For each line in the data below that has the word "argc", copy that line.

Dataset entries
· · · · ·

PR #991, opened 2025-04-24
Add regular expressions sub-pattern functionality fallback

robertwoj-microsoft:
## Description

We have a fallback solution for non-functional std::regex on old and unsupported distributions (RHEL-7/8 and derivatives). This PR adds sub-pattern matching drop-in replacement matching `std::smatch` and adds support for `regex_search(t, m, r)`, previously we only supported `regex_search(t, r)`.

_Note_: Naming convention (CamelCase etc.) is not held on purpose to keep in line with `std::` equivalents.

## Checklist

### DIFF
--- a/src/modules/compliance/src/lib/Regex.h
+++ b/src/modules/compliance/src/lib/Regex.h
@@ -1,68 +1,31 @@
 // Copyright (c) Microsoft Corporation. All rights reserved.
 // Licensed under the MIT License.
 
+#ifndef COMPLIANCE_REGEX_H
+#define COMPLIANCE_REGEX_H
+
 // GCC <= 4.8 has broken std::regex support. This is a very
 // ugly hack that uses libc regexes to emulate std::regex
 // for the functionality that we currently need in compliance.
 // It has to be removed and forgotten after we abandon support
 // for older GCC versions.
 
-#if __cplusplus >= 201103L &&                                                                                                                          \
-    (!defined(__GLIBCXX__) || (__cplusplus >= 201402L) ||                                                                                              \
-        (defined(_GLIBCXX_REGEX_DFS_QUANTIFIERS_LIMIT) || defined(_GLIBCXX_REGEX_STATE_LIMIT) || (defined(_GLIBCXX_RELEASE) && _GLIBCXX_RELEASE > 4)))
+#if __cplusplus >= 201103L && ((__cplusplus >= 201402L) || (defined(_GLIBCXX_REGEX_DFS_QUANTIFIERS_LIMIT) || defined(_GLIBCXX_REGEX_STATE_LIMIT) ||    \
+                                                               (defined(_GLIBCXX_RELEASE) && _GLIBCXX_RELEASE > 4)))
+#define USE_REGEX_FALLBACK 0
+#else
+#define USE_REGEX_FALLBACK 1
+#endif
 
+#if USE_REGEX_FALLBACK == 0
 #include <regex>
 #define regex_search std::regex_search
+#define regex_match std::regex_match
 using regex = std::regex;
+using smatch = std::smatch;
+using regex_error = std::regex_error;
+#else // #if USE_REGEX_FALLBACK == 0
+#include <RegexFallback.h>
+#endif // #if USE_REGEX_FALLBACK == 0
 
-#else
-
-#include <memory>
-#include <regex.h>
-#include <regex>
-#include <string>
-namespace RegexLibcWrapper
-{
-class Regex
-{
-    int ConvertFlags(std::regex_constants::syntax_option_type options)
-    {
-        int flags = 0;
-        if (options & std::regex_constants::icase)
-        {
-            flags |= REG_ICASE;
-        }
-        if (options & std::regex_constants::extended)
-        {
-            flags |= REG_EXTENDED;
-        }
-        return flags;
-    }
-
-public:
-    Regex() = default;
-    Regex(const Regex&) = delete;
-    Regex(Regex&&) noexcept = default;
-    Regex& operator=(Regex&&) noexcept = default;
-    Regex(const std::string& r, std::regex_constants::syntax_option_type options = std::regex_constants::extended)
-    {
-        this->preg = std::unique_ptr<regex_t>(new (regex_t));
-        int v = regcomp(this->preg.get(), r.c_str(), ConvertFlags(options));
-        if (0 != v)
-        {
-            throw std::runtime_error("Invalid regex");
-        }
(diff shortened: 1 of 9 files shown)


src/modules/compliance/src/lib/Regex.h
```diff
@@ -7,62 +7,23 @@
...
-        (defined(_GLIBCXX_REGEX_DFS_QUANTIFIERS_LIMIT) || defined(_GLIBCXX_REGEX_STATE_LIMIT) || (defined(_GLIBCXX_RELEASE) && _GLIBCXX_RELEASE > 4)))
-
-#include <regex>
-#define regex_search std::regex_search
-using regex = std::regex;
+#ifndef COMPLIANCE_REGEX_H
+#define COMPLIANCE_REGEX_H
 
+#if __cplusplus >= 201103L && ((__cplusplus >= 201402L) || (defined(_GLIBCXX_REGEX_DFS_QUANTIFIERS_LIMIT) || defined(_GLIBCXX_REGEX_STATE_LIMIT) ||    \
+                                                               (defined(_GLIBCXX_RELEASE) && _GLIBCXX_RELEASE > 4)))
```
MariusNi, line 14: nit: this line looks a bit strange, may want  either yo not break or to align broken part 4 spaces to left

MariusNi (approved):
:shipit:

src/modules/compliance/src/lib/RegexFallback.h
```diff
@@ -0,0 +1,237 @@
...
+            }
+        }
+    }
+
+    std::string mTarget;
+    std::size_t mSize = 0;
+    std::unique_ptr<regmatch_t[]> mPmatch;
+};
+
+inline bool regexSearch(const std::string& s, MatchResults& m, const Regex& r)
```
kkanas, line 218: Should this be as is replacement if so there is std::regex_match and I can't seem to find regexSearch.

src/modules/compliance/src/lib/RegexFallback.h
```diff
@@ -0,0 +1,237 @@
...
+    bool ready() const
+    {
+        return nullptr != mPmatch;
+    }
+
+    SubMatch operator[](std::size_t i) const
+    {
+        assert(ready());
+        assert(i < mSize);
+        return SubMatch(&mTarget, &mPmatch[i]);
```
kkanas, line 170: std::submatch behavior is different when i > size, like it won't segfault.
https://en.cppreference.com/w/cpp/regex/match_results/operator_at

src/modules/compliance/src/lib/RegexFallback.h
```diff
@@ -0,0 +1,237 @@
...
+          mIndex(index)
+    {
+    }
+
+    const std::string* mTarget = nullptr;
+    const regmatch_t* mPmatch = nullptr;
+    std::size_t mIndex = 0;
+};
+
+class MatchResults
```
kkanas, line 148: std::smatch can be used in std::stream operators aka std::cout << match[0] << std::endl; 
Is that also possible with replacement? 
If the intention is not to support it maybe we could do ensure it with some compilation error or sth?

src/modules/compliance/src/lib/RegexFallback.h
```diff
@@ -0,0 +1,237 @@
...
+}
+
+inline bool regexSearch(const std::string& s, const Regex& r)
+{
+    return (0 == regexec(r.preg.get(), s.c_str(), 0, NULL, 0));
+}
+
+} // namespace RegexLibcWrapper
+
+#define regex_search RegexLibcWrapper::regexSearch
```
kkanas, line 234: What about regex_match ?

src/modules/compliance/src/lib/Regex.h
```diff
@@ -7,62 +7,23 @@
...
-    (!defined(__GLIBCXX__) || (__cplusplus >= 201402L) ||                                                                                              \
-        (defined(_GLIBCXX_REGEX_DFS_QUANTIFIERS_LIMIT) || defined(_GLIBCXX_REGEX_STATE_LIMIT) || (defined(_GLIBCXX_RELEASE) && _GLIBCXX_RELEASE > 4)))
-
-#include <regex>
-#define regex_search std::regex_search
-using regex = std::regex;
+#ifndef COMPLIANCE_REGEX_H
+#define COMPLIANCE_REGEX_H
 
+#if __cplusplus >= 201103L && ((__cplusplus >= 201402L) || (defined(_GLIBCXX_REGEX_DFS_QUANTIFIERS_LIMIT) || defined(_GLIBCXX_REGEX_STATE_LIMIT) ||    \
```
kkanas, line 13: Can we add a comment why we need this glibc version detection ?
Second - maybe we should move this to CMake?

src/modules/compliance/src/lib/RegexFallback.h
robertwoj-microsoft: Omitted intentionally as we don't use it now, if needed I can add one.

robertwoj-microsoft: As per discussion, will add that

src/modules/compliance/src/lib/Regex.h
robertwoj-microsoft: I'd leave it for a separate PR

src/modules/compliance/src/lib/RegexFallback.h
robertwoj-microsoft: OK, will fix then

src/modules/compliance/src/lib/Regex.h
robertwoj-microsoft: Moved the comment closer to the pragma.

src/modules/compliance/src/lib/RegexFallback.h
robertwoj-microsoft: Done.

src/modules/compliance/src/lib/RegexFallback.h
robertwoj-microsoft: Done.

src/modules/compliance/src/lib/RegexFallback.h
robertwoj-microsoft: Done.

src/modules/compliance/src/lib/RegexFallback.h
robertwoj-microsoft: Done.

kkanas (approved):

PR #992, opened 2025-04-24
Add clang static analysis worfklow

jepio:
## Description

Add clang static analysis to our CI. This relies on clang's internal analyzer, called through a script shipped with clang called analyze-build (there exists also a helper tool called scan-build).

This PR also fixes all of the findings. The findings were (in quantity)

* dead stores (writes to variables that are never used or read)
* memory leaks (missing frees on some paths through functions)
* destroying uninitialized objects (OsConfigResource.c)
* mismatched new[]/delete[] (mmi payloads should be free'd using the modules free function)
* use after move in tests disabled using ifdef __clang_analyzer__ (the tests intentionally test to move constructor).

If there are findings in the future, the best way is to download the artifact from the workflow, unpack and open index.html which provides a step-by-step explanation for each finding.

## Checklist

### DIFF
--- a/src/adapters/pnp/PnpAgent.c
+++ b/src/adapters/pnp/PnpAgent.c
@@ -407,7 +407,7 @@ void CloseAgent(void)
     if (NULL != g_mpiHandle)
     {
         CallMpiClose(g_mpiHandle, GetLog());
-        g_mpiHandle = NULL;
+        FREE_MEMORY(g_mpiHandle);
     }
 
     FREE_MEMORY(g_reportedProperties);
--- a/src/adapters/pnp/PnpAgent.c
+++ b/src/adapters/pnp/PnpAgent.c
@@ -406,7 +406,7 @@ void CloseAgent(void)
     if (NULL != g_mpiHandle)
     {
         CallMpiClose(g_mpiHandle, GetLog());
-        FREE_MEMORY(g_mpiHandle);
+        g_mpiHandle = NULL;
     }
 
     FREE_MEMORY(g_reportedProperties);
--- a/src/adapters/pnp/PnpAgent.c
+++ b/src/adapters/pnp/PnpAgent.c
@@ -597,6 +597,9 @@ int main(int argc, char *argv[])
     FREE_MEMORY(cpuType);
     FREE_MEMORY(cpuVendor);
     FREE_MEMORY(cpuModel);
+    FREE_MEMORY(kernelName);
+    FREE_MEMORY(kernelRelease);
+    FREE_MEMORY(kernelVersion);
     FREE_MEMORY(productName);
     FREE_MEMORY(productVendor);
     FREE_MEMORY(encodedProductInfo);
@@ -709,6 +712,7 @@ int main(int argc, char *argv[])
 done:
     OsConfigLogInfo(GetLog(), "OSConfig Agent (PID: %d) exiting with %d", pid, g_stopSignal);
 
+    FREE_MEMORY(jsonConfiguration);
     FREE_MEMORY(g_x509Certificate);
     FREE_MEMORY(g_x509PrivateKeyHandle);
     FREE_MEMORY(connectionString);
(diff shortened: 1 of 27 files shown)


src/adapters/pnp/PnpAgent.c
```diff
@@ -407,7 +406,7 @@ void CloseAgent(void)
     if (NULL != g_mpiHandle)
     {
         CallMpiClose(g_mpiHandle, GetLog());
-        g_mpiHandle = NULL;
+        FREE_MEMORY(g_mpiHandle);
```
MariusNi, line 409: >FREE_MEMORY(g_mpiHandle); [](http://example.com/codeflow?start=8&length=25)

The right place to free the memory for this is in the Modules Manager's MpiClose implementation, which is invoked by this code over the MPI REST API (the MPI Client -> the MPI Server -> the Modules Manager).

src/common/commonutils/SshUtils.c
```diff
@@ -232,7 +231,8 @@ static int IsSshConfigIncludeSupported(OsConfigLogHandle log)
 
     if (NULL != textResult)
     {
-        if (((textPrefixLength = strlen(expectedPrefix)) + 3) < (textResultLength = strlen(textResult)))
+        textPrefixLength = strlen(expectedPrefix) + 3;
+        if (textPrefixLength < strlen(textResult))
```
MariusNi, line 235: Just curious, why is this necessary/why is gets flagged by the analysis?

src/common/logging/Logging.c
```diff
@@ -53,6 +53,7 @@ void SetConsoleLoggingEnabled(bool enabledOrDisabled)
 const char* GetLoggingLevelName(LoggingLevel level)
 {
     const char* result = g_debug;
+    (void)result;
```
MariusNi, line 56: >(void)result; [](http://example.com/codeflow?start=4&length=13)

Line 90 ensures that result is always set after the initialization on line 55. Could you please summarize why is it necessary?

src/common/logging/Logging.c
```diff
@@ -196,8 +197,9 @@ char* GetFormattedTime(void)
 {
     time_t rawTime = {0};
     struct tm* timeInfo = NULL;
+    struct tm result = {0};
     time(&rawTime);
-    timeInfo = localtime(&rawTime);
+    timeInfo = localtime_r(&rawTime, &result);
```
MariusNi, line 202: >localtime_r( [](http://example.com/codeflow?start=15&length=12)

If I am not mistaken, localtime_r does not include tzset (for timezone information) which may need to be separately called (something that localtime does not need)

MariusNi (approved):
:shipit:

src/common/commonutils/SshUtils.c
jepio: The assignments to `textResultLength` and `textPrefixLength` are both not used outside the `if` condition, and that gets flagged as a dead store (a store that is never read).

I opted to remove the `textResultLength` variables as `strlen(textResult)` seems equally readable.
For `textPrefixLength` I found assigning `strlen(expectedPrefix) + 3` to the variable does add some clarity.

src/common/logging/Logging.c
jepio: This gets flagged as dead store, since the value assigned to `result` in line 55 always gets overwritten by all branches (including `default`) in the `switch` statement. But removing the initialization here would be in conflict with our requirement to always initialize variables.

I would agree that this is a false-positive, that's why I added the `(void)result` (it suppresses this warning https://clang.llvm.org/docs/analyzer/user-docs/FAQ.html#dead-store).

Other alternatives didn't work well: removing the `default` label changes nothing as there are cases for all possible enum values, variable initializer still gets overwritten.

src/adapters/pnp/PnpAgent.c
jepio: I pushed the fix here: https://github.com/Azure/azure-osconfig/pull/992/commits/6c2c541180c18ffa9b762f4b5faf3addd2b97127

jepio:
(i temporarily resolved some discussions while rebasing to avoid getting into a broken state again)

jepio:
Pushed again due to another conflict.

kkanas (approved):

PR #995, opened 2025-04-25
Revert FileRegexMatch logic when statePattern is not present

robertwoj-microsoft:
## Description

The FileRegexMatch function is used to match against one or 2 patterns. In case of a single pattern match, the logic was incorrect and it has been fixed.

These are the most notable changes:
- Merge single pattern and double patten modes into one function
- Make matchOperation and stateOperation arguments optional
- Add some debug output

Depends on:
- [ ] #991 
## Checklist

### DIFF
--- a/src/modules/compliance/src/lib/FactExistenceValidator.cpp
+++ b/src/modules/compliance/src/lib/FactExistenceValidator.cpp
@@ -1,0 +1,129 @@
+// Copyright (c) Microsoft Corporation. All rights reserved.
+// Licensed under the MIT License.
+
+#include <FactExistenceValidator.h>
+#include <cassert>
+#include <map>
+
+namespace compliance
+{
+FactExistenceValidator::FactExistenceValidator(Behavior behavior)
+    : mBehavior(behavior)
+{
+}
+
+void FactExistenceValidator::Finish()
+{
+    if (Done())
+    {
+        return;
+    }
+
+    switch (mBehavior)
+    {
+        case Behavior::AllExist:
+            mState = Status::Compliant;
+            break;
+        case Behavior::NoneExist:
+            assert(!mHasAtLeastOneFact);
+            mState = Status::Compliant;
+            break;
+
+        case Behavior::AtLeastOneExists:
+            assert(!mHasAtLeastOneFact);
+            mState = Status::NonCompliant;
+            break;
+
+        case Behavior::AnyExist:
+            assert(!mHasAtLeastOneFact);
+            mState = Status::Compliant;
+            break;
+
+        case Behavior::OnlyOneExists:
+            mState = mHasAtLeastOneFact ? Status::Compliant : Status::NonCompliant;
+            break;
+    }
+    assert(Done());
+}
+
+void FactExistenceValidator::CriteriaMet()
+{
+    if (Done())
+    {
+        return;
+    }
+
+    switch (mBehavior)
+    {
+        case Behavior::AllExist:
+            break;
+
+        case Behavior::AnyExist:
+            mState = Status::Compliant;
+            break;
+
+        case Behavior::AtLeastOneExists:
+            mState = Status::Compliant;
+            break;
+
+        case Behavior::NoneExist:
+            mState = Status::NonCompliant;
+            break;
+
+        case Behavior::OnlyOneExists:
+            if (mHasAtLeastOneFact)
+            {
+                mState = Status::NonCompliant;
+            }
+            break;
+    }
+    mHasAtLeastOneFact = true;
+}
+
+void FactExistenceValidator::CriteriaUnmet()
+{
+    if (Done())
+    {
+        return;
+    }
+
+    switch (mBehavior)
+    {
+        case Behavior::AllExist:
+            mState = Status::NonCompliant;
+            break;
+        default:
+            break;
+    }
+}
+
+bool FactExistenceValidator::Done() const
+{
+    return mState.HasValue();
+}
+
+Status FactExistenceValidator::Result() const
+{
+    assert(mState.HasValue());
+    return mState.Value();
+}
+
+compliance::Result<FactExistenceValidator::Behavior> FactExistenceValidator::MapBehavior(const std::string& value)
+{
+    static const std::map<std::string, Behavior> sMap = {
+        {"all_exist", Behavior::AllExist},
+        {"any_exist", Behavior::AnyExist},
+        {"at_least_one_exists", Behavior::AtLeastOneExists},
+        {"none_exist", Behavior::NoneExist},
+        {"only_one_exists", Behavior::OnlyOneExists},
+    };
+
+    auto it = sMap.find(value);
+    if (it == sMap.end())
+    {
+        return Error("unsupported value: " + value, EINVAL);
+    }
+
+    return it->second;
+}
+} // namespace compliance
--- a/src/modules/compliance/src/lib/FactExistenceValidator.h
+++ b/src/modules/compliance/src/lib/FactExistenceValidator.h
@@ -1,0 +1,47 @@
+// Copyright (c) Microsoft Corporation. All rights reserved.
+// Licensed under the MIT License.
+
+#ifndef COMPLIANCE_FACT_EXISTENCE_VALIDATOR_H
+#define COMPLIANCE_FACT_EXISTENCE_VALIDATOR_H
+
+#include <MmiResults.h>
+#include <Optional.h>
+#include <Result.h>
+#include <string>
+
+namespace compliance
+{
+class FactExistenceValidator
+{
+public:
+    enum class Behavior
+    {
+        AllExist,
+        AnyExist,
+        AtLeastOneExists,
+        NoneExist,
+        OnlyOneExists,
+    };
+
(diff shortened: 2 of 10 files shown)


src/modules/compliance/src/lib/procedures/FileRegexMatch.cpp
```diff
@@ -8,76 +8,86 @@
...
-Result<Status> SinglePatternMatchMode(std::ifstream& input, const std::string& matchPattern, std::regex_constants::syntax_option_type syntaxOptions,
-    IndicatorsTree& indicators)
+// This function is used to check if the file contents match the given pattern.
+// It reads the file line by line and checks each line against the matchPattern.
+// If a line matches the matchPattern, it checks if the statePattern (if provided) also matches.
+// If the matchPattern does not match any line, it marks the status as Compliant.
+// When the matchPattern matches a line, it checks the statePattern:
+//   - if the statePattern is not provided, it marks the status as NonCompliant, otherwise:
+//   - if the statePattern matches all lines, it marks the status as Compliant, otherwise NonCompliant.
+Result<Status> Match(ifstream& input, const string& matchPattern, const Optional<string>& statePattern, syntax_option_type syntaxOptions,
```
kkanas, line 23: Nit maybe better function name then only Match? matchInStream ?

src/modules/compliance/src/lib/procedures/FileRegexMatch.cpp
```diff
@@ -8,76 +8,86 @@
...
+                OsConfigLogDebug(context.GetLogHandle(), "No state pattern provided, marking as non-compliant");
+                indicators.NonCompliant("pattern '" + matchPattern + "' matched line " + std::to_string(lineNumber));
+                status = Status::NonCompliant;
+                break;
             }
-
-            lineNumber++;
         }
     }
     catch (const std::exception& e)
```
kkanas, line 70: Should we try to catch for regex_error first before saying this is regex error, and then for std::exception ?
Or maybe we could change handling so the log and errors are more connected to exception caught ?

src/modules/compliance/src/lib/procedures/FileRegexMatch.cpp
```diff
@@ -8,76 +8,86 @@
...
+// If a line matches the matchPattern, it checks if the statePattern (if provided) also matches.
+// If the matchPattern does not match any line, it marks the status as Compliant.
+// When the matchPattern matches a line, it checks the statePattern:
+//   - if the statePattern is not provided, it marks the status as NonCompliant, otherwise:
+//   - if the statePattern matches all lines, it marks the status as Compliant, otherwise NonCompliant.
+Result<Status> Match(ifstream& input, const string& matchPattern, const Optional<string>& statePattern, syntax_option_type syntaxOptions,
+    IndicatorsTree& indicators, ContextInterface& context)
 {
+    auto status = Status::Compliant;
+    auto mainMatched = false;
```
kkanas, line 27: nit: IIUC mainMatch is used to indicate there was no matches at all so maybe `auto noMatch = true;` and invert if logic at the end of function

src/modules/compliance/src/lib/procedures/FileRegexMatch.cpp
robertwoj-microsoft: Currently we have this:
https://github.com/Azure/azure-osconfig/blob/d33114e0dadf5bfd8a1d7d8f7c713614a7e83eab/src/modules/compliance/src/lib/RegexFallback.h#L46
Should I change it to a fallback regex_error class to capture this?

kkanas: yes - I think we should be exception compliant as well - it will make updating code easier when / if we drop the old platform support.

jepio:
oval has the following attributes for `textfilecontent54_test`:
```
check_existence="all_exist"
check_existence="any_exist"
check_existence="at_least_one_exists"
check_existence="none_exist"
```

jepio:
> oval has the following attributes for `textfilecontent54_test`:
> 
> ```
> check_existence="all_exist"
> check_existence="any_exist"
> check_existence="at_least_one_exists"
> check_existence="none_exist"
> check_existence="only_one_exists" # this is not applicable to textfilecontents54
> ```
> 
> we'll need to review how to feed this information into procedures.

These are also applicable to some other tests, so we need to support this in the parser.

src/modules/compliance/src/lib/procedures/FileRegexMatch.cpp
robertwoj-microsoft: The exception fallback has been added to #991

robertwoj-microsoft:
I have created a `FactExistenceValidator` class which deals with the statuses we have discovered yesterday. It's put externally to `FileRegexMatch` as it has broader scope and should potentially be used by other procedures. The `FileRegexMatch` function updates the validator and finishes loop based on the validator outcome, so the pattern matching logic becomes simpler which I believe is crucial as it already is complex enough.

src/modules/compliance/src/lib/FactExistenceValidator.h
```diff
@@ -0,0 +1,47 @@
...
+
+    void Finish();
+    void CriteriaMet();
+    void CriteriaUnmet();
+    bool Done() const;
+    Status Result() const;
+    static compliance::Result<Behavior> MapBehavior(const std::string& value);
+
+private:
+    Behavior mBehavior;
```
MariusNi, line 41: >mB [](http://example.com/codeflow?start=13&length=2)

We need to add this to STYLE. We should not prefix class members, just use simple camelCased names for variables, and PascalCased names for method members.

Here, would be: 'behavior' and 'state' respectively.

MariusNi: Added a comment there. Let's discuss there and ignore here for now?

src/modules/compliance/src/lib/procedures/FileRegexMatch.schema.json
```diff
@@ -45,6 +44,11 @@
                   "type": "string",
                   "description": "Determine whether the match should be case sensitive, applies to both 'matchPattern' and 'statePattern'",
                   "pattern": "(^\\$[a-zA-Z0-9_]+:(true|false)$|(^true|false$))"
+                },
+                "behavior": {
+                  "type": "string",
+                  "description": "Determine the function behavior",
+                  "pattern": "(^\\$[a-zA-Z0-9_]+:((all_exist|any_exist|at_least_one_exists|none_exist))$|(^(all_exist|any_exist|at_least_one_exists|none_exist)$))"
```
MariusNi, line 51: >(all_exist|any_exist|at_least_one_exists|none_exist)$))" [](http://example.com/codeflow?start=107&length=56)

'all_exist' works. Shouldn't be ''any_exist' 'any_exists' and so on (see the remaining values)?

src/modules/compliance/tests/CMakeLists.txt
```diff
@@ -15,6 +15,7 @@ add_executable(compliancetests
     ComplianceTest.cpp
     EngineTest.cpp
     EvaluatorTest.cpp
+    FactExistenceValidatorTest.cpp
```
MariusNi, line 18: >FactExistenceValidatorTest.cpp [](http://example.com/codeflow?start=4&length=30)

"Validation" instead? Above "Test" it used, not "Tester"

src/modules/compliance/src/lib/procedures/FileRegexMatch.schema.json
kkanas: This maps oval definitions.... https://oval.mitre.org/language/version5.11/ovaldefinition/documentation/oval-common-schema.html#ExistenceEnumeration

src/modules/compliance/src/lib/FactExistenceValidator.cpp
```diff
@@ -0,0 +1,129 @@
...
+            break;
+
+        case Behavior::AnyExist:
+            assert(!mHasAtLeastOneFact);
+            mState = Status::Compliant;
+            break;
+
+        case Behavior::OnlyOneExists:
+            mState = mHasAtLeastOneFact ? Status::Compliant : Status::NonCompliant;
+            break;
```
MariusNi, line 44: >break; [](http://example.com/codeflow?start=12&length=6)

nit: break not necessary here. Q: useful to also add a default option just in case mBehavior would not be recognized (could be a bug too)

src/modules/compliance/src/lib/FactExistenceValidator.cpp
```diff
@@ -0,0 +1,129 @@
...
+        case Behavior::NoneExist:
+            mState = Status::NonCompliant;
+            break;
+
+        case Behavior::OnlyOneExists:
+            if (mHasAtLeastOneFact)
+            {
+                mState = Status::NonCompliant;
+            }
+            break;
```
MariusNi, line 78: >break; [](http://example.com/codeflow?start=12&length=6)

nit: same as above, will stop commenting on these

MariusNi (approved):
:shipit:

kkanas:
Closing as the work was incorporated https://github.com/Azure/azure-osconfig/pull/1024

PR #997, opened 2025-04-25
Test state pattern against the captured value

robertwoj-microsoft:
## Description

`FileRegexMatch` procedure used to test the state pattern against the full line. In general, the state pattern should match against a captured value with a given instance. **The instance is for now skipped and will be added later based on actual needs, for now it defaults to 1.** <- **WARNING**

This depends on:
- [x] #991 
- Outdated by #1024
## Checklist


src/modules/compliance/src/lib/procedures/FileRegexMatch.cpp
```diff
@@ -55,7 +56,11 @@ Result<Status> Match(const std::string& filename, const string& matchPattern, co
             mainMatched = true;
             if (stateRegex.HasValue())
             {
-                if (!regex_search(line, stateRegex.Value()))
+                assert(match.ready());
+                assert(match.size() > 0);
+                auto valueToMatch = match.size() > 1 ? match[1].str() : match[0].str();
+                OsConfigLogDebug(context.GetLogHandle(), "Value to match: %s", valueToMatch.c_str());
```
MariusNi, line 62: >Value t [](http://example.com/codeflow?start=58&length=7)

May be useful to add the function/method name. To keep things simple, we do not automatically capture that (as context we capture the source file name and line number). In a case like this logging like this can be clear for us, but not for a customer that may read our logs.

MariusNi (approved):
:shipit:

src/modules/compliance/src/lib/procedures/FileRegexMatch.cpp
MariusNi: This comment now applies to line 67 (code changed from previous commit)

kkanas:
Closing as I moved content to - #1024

· · · · ·

SOLUTION TO THIS TASK
@@ -597,6 +597,9 @@ int main(int argc, char *argv[])
@@ -709,6 +712,7 @@ int main(int argc, char *argv[])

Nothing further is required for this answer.